- Born: 27 February 1982 (age 44) Belgrade, SR Serbia, SFR Yugoslavia
- Citizenship: Serbian
- Occupation: Actress
- Years active: 2001–present
- Website: www.majamandzuka.com

= Maja Mandžuka =

Serbian actress

Maja Mandžuka (Маја Манџука, born 27 February 1982) is a popular Serbian movie actress. She is best known for her roles as Kata in the Serbian hit movie "Munje!" (Dudes or Thunderbolts) (2001), and Senka in Virtualna Stvarnost (Virtual Reality) (2001).

==Early life and education==
Mandžuka was born in Belgrade, SFR Yugoslavia (now Serbia), to movie producer and professor of The Belgrade Academy of Dramatic Arts Danka Mandžuka, and lawyer, writer and painter Zlatko Mandžuka. She has an older sister, Mila. Mandžuka spent most of her childhood in Belgrade, but moved to Cyprus with her family at age 11 where she lived for three years and graduated from elementary school at the English Grammar School. It was during these years that she perfected her English. She later moved back to Belgrade where she went to the 14th Belgrade Gymnasium High School. It was during this period that she started acting in domestic movies. Having achieved success in Serbia, and wanting to continue her education. Mandžuka graduated at University of Art/TV and movie production in Belgrade, then in 2006 she moved to New York where she attended The Lee Strasberg Theatre and Film Institute. In 2012 she completed the Bernard Hiller Masterclass in Los Angeles, where she moved to in 2010 to pursue an international career.

==Career==
Mandžuka 's first public appearance came at the age of 12, when she was selected as a model for a New Year's edition of Greek magazine "Selides". Her first stage performance came one year later in Cyprus, at age 13, in a theatrical production of Alice in Wonderland. Mandžuka got her first movie role at age 15 in a movie called "Virtualna stvarnost" (Virtual Reality) for which she was cast for the lead role of Senka taking the center stage in the movie alongside legendary Serbian actor Dragan Nikolic and actress Sonja Savic. She received numerous domestic nominations and awards for her performance as a drug addicted teenager in this movie which was sponsored by the Serbian Ministry of Culture as a campaign for the fight against drugs in the youth population. She capped of her award season with the newcoming actress of the year award.
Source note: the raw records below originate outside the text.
PR #6452, opened 2026-06-14
Feature: 26.2

onebeastchris:
Downloads for this preview can be found below, please note that these are not production ready! Use with caution and always make backups!
- [Geyser-Bungeecord.jar](https://download.geysermc.org/v2/projects/geyserpreview/versions/pr.6452/builds/latest/downloads/bungeecord)
- [Geyser-Fabric.jar](https://download.geysermc.org/v2/projects/geyserpreview/versions/pr.6452/builds/latest/downloads/fabric)
- [Geyser-NeoForge.jar](https://download.geysermc.org/v2/projects/geyserpreview/versions/pr.6452/builds/latest/downloads/neoforge)
- [Geyser-Spigot.jar](https://download.geysermc.org/v2/projects/geyserpreview/versions/pr.6452/builds/latest/downloads/spigot)
- [Geyser-Standalone.jar](https://download.geysermc.org/v2/projects/geyserpreview/versions/pr.6452/builds/latest/downloads/standalone)
- [Geyser-Velocity.jar](https://download.geysermc.org/v2/projects/geyserpreview/versions/pr.6452/builds/latest/downloads/velocity)
- [Geyser-ViaProxy.jar](https://download.geysermc.org/v2/projects/geyserpreview/versions/pr.6452/builds/latest/downloads/viaproxy)

Opening as a draft now to keep track of TO-DOs 👀 

API additions left:
- ~~supporting dyeable items~~ - postponed
- [x] custom waypoints
- [x] custom entities???

Not api, not 26.2; still neat to have more testing:
- ~~hashed block ids~~ - postponed
- [x] resolvable data components

26.2 changes:
- [x] ClientboundSetPlayerTeamPacket changes -> nullable team color!
- [x] Spectator action packet 
- [x] new clientbound login packet field
- [x] geysers: particles / sounds / block entity
- [x] new entity attributes
- [x] sulfur cube
  - [x] baby sulfur cube size
- [x] 26.30 based mappings + backwards compat
- [x] MushroomCow#mobInteract
- [x] beds are no longer block entities on Java, but are on Bedrock
- [x] gametests/component hashing
- [x] automate fabric.mod.json mc version via resource processing
- [x] Adventure 5.2.0: Needed for modded; needed to bump cloud properly

Mappings:
- [x] 26.30 -> 26.0 backward mappings
- [x] new sounds
- [x] new particles

PR #6487, opened 2026-06-27
Fix Java player skins not rendering on Bedrock when texture signature is absent

rozqn:
### Problem

`PlayerEntity`'s `GameProfile` constructor calls `profile.getTextures(true)`, which requires a valid texture signature. Every other texture call site uses `false`:

- `skin/SkinManager.java` → `profile.getTextures(false)`
- `entity/type/player/AvatarEntity.java` → `profile.getTextures(false)`

When a player's `textures` property has no signature (`signature=null`), `getTextures(true)` throws, the `catch` sets `textures = null`, and that player renders as the default (Steve) skin for Bedrock viewers.

This reproduces consistently on Minecraft Java 26.2 (tested via the #6452 preview build): Java players' profiles arrive with the texture value present but `signature=null`, so all Java players show as default skins to Bedrock players.

Debug log:

```
Error loading textures for player! GameProfile{name=..., properties=[Property{name=textures, value=<valid skin+cape>, signature=null}]}
```

### Fix

Use `profile.getTextures(false)` in `PlayerEntity`, matching the other call sites. The skin/cape URLs are still present and usable without signature verification.

### Testing

Built and ran on a Paper 26.2 server with Geyser + Floodgate. Java players' skins and capes now render correctly for Bedrock players.

### DIFF
--- a/core/src/main/java/org/geysermc/geyser/entity/type/player/PlayerEntity.java
+++ b/core/src/main/java/org/geysermc/geyser/entity/type/player/PlayerEntity.java
@@ -78,7 +78,7 @@ public class PlayerEntity extends AvatarEntity implements GeyserPlayerEntity {
         super(context, profile.getName());
         this.customNameVisible = true;
         try {
-            this.textures = profile.getTextures(true);
+            this.textures = profile.getTextures(false);
         } catch (Exception e) {
             GeyserImpl.getInstance().getLogger().debug("Error loading textures for player!" + profile, e);
             this.textures = null;


Tim203:
This is intentional, unless the method throws an exception that we don't catch.
This looks unlikely though, given that you provided a debug log with the exact message that would be logged when it was catched properly.
Players need to have a skin texture that's signed by Mojang, this is what a vanilla Minecraft client does too.
Are you using a modified client, or am I missing something here?

PR #6498, opened 2026-07-01
Fix beds being invisible on Bedrock when loaded from a chunk

Morningstar-Garden:
Beds are a block on Java but a block entity on Bedrock, so Geyser has to send a
Bedrock bed block entity for them to render. `BedBlock` only did this in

Her most popular performance came in 2001 with the lead female role of Kata in the Serbian hit movie Munje! (Dudes or Thunderbolts). The movie broke all theater attendance records in Serbia and propelled Mandžuka to stardom at the age of 19. The movie was the first Serbian mega blockbuster of the new millennium and is considered a cult movie. During this time she was also playing in the popular TV show Treci Kanal od Sunca (Third Channel From the Sun).

Wanting to concentrate on completing her education before fully pursuing an international career, she made several minor appearances in independent international movies such as Empire (2003), Hell Ride (2007) and 2:22 (2008).

She was the Reebok brand Ambassador in Serbia.

==Personal life==
Mandžuka has been involved in many humanitarian projects. The project closest to her heart, however, is a workshop for children with learning disabilities which she has been visiting regularly for many years. In 2012 she brought a news crew to do a report on the workshop and to raise the public awareness of this project and similar ones like it.

She has stated that, in the near future, she wishes to produce large Broadway theater productions in her hometown of Belgrade.

Known to be very protective and secretive about her private life. She has stated that she enjoys traveling, tennis, reading, wine tasting, spending time with friends and playing with her two nephews.